» What you should do
Scan the records below for the word "load". Copy each line where it appears.

(Saved data entries)
=== Begin Enclosure ===
PR #1133, opened 2019-10-25
Add dxCreateTexture multithreading support

CrosRoad95:
It adds `useMultithreading` at last argument ( boolean ) for dxCreateTexture what cause almost non-blocking load of textures and function `dxIsTextureCreated` to check did multithreading loading done.

Here's comparison
image

Problems i found:
1. Owner of server is able to freeze user pc by creating many big textures. My solution is to add limit in settings in "advanced" with multithreading limits, combobox with limits 0 up to 10 and unlimited
2. I don't think i did it correct due multithreading require twices many ram for a while to create texture
image

3. Scripters would know how much multithreading can they use, thats why i propose to add some function to get how many threads is in use, how many left for each category ( for texture, and others in future ). `int inUse, int limit = getMultithreadingStatus( string category = "texture" )`
4. Should functions fail if multithreading is limited? or just force to false when limit reached?
5. From unknown reason, sometimes texture just don't load.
=== End Enclosure ===
» Answer space
It adds `useMultithreading` at last argument ( boolean ) for dxCreateTexture what cause almost non-blocking load of textures and function `dxIsTextureCreated` to check did multithreading loading done.
5. From unknown reason, sometimes texture just don't load.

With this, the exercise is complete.